I'm using [Thrift][] as much for its simple RPC underpinnings as the message
format. I wanted to consistently distribute some processing and bother
as little as possible with node lookup. This is the simplest thing that
I came up with that sort-of works: a flat peer-to-peer network with each
node keeping up with the state of all the nodes as well as it can. This
necessarily limits the ring's ability to scale beyond dozens of nodes.

# diststore #

Diststore is an example of an application that can be layered atop the
thrifty-p2p location service. It's a toy version of a distributed key-value
store of the sort that all the cool kids are doing these days. The underlying
peer-to-peer implementation makes no attempt to optimize for large scales, so
don't get too excited about deploying this in production. Rather, it's
provided for instruction and testing.

Although diststore.thrift uses locator.thrift for a lot of its interfaces,
the implementation overloads some of the base methods as an illustration 
of how this simple library might be used in other projects.

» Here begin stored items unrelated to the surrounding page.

PR #290, opened 2017-01-09
Try to fix failing Travis builds

patkan:
I noticed that travis sometimes fails with a killed process.
I found some hints that this might not be the case when `sudo:true` is set. As far as I could test it (I started the build during different daytimes) this seems to solve the sporadic failures.

Moreover I enabled caching of dependencies and build for both `oraclejdk7`, `oraclejdk8` and `openjdk7`.
Those last two are just optional, I can also remove them.
The downturn of `sudo:true` is that it takes a bit longer to start up the machine.

### DIFF
--- a/.travis.yml
+++ b/.travis.yml
@@ -1,6 +1,12 @@
 language: android
 before_script: ./pre-build.sh && sed -i "s#com.android.tools.build:gradle:.*'#com.android.tools.build:gradle:1.5.0'#" build.gradle
 jdk: openjdk7
+before_cache:
+    - rm -f  $HOME/.gradle/caches/modules-2/modules-2.lock
+    - rm -fr $HOME/.gradle/caches/*/plugin-resolution/
+cache:
+    directories:
+        - $HOME/.gradle/caches/
 android:
   components:
     - tools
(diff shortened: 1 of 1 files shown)


.travis.yml
```diff
@@ -1,6 +1,16 @@
 language: android
+sudo: true # travis-ci/travis-ci#5582 implies this could help against killed build-jobs
 before_script: ./pre-build.sh && sed -i "s#com.android.tools.build:gradle:.*'#com.android.tools.build:gradle:1.5.0'#" build.gradle
-jdk: openjdk7
+jdk:
+    - openjdk7
+    - oraclejdk7
+    - oraclejdk8
```
grote: Since this application is Free Software, I would prefer not building it with non-free software here. What is the advantage of adding the proprietary JDK here?

.travis.yml
```diff
@@ -1,6 +1,16 @@
 language: android
+sudo: true # travis-ci/travis-ci#5582 implies this could help against killed build-jobs
```
grote: travis-ci/travis-ci#5582 is not really conclusive, but we can try this. However, if builds still fail, let's revert this.

.travis.yml
patkan: You are right. I thought of maybe checking compatibility with different build setups, but since this triples the tasks execution time in the worst case I will remove this.

.travis.yml
patkan: That was also my intention. I just couldn't test it thoroughly, so time will tell if this is a solution. (An alternative would be trying to reduce memory consumption of gradle IF this is the problem.)

patkan:
I think this should be ready now.

Issue #231, opened 2016-08-30
Display ticket price


sedrubal:
Öffi can show the price for single trip tickets for the trips. (At least for trips in VGN). This would be an useful information, I think.

grote:
Price would be easy to add. The question is just where to show it. UI mockups are welcome.

sedrubal:
That's great :tada: what do you think about adding it to the image at the top:

![transportr-price](https://cloud.githubusercontent.com/assets/5571650/18172005/3c548f46-7064-11e6-9ef1-c2367da42180.png)

grote:
That's a great start. I'd need to check what data is actually available in the API, but I think it has prices per leg (part of the trip). So it might also happen that you have a price for one leg, but not for another. How would this be handled in the above mockup?

Also, I'm concerned that adding one more line to the header causes problems with readability on the background graphics. We want to have specific background graphics at some point (in this example maybe actually showing a subway in Nurnberg) and then all graphics need to be very dark everywhere. This one has a shim added, but it doesn't go so high into the photo.

sedrubal:
I see... So maybe this is better?

![transportr-price2](https://cloud.githubusercontent.com/assets/5571650/18173069/7bbf7fde-7068-11e6-9808-8534a58794e4.png)

But then there is very much information in this view...

grote:
Could indeed be a bit much. Maybe there could just be an info icon somewhere that opens a dialog with additional information when clicked? This could include the red messages and if there is a red message, the icon could be red or do you think this would not be clear enough for people that there is important information for that trip?

sedrubal:
I like this idea :smile:

Airon90:
I just want to say that sometimes with just one ticket you can use more vehicles: in Milan with one ticket you can catch buses and trams if you travel within 90 minutes. So you don't have to pay another ticket for the other rides.
When you play with APIs check this out in order to know if the information available is correct. It doesn't have sense to show wrong information.

full-duplex:
It looks nice, but this only works for providers that return fares per leg, and not for providers that return the fares for the whole trip, per network, etc. (I think the current Fare implementation is a little lacking anyway, because it doesn't allow reduced prices other than child/adult or 1st/2nd class)

Why not add a card below the trip with all fare info?

grote:
@full-duplex The idea changed half-way through this ticket. The latest one was to add an info icon that opens a `DialogFragment` that shows the message and fares (if any).

full-duplex:
[...]

PR #291, opened 2017-01-09
Use all available width for leg message

full-duplex:
I don't know if this is the best way to fix this, but it seems to work without breaking anything.

Before:
 

After:

### DIFF
--- a/res/layout/leg_details.xml
+++ b/res/layout/leg_details.xml
@@ -60,8 +60,7 @@
         android:textSize="12sp"
         tools:text="This is an important message for this trip. It may contain a lot of text."
         android:layout_below="@+id/lineView"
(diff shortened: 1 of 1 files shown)


grote:
Hey thanks for this PR! You are on to something here, but I am worried that there is no leg duration in your last (right) screenshot.

full-duplex:
The leg duration is hidden by default (like the leg above it) and only shown when the intermediate stops are shown. Since this leg has no intermediate stops, it only shows/hides the duration of the whole leg on press.

To illustrate:

grote:
Awesome, thanks! :)

Would be nice to know what you think about this idea: https://github.com/grote/Transportr/issues/231#issuecomment-244157003

PR #297, opened 2017-01-23
do not show homescreen after first shortcut installation

patkan:
We cannot now which shortcuts are on the users homescreen. We can just generate intents for install and uninstall.
So the only other option for the case that the shortcut is already installed is storing whether we already did install it. If the user however uninstalls the shortcut we won't take notice. So we can only disable the switching the homescreen.

### DIFF
--- a/src/de/grobox/liberario/Preferences.java
+++ b/src/de/grobox/liberario/Preferences.java
@@ -41,6 +41,7 @@ public class Preferences {
 	private final static String OPTIMIZE = "pref_key_optimize";
 	private final static String EXIT_ON_BACK = "pref_key_exit_app_on_back_press";
 	private final static String SELECTED_PRODUCTS = "_selected_products";
+	public final static String SHORTCUT_QUICKHOME_INSTALLED = "pref_shortcut_quickhome_installed";
 
 	private static String getNetwork(Context context, int i) {
 		SharedPreferences settings = context.getSharedPreferences(PREFS, Context.MODE_PRIVATE);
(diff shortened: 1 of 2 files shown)


grote:
Thanks for this follow up! :)

I was hoping we somehow can get hold if the intent result, like here https://android.googlesource.com/platform/packages/apps/Launcher2/+/684476f9a4fb374d026f17487cbf51c391223cb0/src/com/android/launcher2/InstallShortcutReceiver.java#212 to decide whether it was added or not. If that is indeed not possible, the preference solution sounds good.

patkan:
You're welcome. :)
I will search if it is possible to get the return value!

patkan:
As far as I understand the code of this launcher this information never gets out.
See https://android.googlesource.com/platform/packages/apps/Launcher2/+/684476f9a4fb374d026f17487cbf51c391223cb0/src/com/android/launcher2/InstallShortcutReceiver.java#153
I think it is just used to generate those toasts. So I think we can't access that information.

grote:
Thanks for looking into this and thanks for coming up with a work-around for it.

I am not completely sure it is necessary to do this. What do you think? Could we just leave it as is?

Also, I want to move all non-ui tasks (such as retrieving preferences) away from the UI thread which would make this slightly more complicated.

patkan:
> I am not completely sure it is necessary to do this. What do you think? Could we just leave it as is?

Me neither, this might look to the user just like nothing is happening. With the switching to the homescreen the user will at least see that their press has been registered. So as far as I am concerned we could just close this PR. Maybe we just wait for people reporting if there is anything unexpected.

Connected: Do we want to make it possible to create multiple shortcuts? Like it is implemented now only one shortcut can be created (on launchers that do honor the "duplicate"-extra).

grote:
> So as far as I am concerned we could just close this PR.

Fine with me!

> Maybe we just wait for people reporting if there is anything unexpected.

We can always reopen it or make a new one.

> Do we want to make it possible to create multiple shortcuts? Like it is implemented now only one shortcut can be created (on launchers that do honor the "duplicate"-extra).

There should be no duplicated shortcuts, hence the "duplicate"-extra should stay as it is.

patkan:
OK, I'll close this now. :-)

PR #298, opened 2017-01-25
add quickhome shortcut for Android 7.1

patkan:
In relevance to #71 
This adds a "Get Me Home"-shortcut for Android 7.1 Launcher.

### DIFF
--- a/res/values/strings.xml
+++ b/res/values/strings.xml
@@ -187,6 +187,7 @@ there are any).</string>
     <string name="changelog_show_full">More…</string>
 
     <string name="widget_name_quickhome">Get Me Home</string>
+    <string name="shortcut_quickhome_long_label">Start search for home.</string>
 
     <string name="np_region_australia">Australia</string>
     <string name="np_name_sydney" translatable="false">Transport NSW</string>
--- a/res/values/strings.xml
+++ b/res/values/strings.xml
@@ -187,7 +187,6 @@ there are any).</string>
     <string name="changelog_show_full">More…</string>
 
     <string name="widget_name_quickhome">Get Me Home</string>
-    <string name="shortcut_quickhome_long_label">Start search for home.</string>
 
     <string name="np_region_australia">Australia</string>
     <string name="np_name_sydney" translatable="false">Transport NSW</string>
--- a/src/de/grobox/liberario/activities/MainActivity.java
+++ b/src/de/grobox/liberario/activities/MainActivity.java
@@ -18,10 +18,15 @@
 package de.grobox.liberario.activities;
 
 import android.annotation.SuppressLint;
+import android.annotation.TargetApi;
 import android.content.Context;
 import android.content.Intent;
 import android.content.pm.PackageManager;
+import android.content.pm.ShortcutInfo;
+import android.content.pm.ShortcutManager;
 import android.graphics.drawable.Drawable;
+import android.graphics.drawable.Icon;
+import android.net.Uri;
 import android.os.Build;
 import android.os.Bundle;
 import android.os.StrictMode;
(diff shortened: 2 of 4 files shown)


res/values/strings.xml
```diff
@@ -187,6 +187,7 @@ there are any).</string>
     <string name="changelog_show_full">More…</string>
 
     <string name="widget_name_quickhome">Get Me Home</string>
+    <string name="shortcut_quickhome_long_label">Start search for home.</string>
```
grote: This string sounds a bit strange. Why didn't you just re-use the one above? Is there usually a dot at the end of these shortcuts?

src/de/grobox/liberario/fragments/SettingsFragment.java
```diff
@@ -95,13 +95,8 @@ public boolean onPreferenceClick(Preference preference) {
...
 			public boolean onPreferenceClick(Preference preference) {
 				// create launcher shortcut
-				Intent shortcutIntent = new Intent(DirectionsFragment.TAG, Uri.EMPTY, getContext(), MainActivity.class);
-				shortcutIntent.addFlags(Intent.FLAG_ACTIVITY_NEW_TASK);
-				shortcutIntent.addFlags(Intent.FLAG_ACTIVITY_CLEAR_TOP);
-				shortcutIntent.putExtra("special", DirectionsFragment.TASK_BRING_ME_HOME);
-
 				Intent addIntent = new Intent();
-				addIntent.putExtra(Intent.EXTRA_SHORTCUT_INTENT, shortcutIntent);
+				addIntent.putExtra(Intent.EXTRA_SHORTCUT_INTENT, MainActivity.getShortcutIntent(getContext()));
```
grote: Thanks for factoring out this code into its own method!

Just a bit strange that the SettingsFragment needs to call a method from the MainActivity. Maybe this should be move to TransportrUtils instead?

src/de/grobox/liberario/activities/MainActivity.java
```diff
@@ -91,6 +98,7 @@
 	private AccountHeader accountHeader;
 	private Toolbar toolbar;
 
+	@TargetApi(Build.VERSION_CODES.N_MR1)
```
grote: Why did you add this annotation? This method should work on other API levels as well, right?

If you want, you could put the shortcut creation code into its own method and annotate it like this.

res/values/strings.xml
patkan: I did not think of this and it really looks a bit weird. This text would be shown in launchers with lots of space. But if I think of it "Get Me Home" is more or less all that you need to know. I'll just completely remove that.

src/de/grobox/liberario/activities/MainActivity.java
patkan: I understand the annotation as a sign to the linter, that we aware of using API that is not supported by the minimumSDKVersion. An example is `ShotcutManager`. 

I will move that out because the rest of the `onCreate` should not be affected by that.

patkan:
I have only tested this in an API 25 emulator. There I did not see any problems, but since I have no phone with 7.1 I can't be 100% sure what to expect. (Nice feature: you can "pull" this shortcut out of this shortcut drawer onto the launcher, creating a nice-looking shortcut)
Maybe a 7.1-user could test this if needed? Maybe @maninthemiddle01 or @TheLastProject?

patkan:
Oh wait, I have found a bug :-) This menu is only available after the first run (because the onCreate of the MainActivity is not executed on installation). I will fix this and and then tell you.

grote:
> Oh wait, I have found a bug :-) This menu is only available after the first run (because the onCreate of the MainActivity is not executed on installation).

I am not sure this is a bug, because the user has to choose a transport network on first run. Without that, the home shortcut doesn't make sense and crash the app.

grote:
Is this good to go or do you want to change something?

patkan:
Sorry that I did not answer yet.
After having checked some alternative options I agree with you, it does not make much sense to have this before setting Transportr up for the first time. So I would say this is OK.

grote:
Thanks! :)

PR #311, opened 2017-02-07
[UNTESTED] Pluralize message

M1dgard:
I don't do much Android development yet and I haven't built the project, but I think this is more or less what has to change to allow plurals, as suggested by TheLastProject on Transifex a year ago.


grote:
Thanks!

PR #317, opened 2017-02-23
update pte

patkan:
* various fixes in AbstractProviders
* changes in API_BASE for VGN, DING, HSL, TLEM
* remove the dead provider in Transportr
* remove the "secret" for VGN as this is not needed anymore due to the PTE-update


grote:
Thanks a lot! :)

Any of these removed providers have drawables that need to be removed as well?

patkan:
Thanks, forgot to check the drawables :-) I will update my PR.

grote:
Thanks, the source file in art/networks is probably not needed anymore as well.

patkan:
Well, it's still in the git if we need it.
PACA had no drawable, neither could I find ATC, so this should be all of them.

PR #318, opened 2017-02-23
update pte (v1)

patkan:
* various fixes in AbstractProviders
* changes in API_BASE for VGN, DING, HSL, TLEM
* remove the dead provider in Transportr
* remove the "secret" for VGN as this is not needed anymore due to the PTE-update

This is cherry-picked from #317.


grote:
Thanks!

PR #319, opened 2017-02-23
fix NearbyStationsFragment when using GPS

### LINKED ISSUE #314: Searching for nearby stations by GPS does not show the results
Version: 1.1.7

When going to ‘Nearby Stations’ from the side menu and selecting ‘Use Current Position’, GPS is activated, and the location box is updated with the current GPS position. Network requests are then made, but the results are not shown on the screen.

This appears to be due to the following line in `NearbyStationsFragment`, since `deactivateGPS` is called from `LocationGpsView` when the GPS lookup completes:

```java
LocationGpsView.LocationGpsListener listener = new LocationGpsView.LocationGpsListener() {
	...
	@Override
	public void deactivateGPS() { ui.stations_area.setVisibility(GONE); }
```

Removing this statement fixes the issue and results are shown as expected.

patkan:
fixes #314

This uses the fix by @RunasSudo to show the results of a GPS-based
search in NearbyStationsFragment.

I messed a bit around with changing orientation, restarting the app, changing fragments and could not see any degradation.

### DIFF
--- a/src/de/grobox/liberario/fragments/NearbyStationsFragment.java
+++ b/src/de/grobox/liberario/fragments/NearbyStationsFragment.java
@@ -107,9 +107,7 @@ public class NearbyStationsFragment extends TransportrFragment {
 			}
 
 			@Override
-			public void deactivateGPS() {
-				ui.stations_area.setVisibility(GONE);
-			}
+			public void deactivateGPS() { }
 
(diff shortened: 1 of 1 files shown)


grote:
Wow, third PR in a day! :)

Thanks a lot!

Example usage, run this in a couple terminal windows:

    python storeserver.py

Note how the second and following servers auto-discover the other servers
you've initiated, join them as peers on the network, and find an open port.
Then in another window start populating the store:

    python storeput.py a apple
    python storeput.py b banana
    python storeput.py c crayon
    python storeput.py d dinosaur
    python storeprimer.py

You can then query the store:

    python storeget.py c
    python storetest.py
  
or start a new server, and see how a minimum of the existing keys 
redistribute themselves and an example of consistent hashing:

    python storeserver.py
  
or even stop a server with ctrl-C or a `kill -INT` signal and see 
how the server hands its items off gracefully. However, the system 
is not robust to any more aggressive termination: keys will go missing.

What's happening here? Because every node has a full model of the network, it
knows which node to forward a `get()` request to, or where to hand off its
items when it leaves the network. Key methods here are overridden from
location.LocatorHandler: `add()` and `cleanup()`.

## Programming usage ##

There are two primary thrift interfaces exposed in locator.thrift:
`locator.Base` and `locator.Locator`. `Locator.Base` supports primal methods
such as `ping()`, `service_type()`, `service_types()`, and `die()`, that
don't rely on any of the locator services. `Locator.Locator` implements basic
node location and management: propagating and dropping services on the
network. When creating your own thrift definition, your service should import
locator.thrift and extend one of the two service classes.

When creating a thrift handler implementation, the python class should 
inherit from location.BaseHandler or location.LocatorHandler and the 
Iface stub from your own class generated from your thrift file.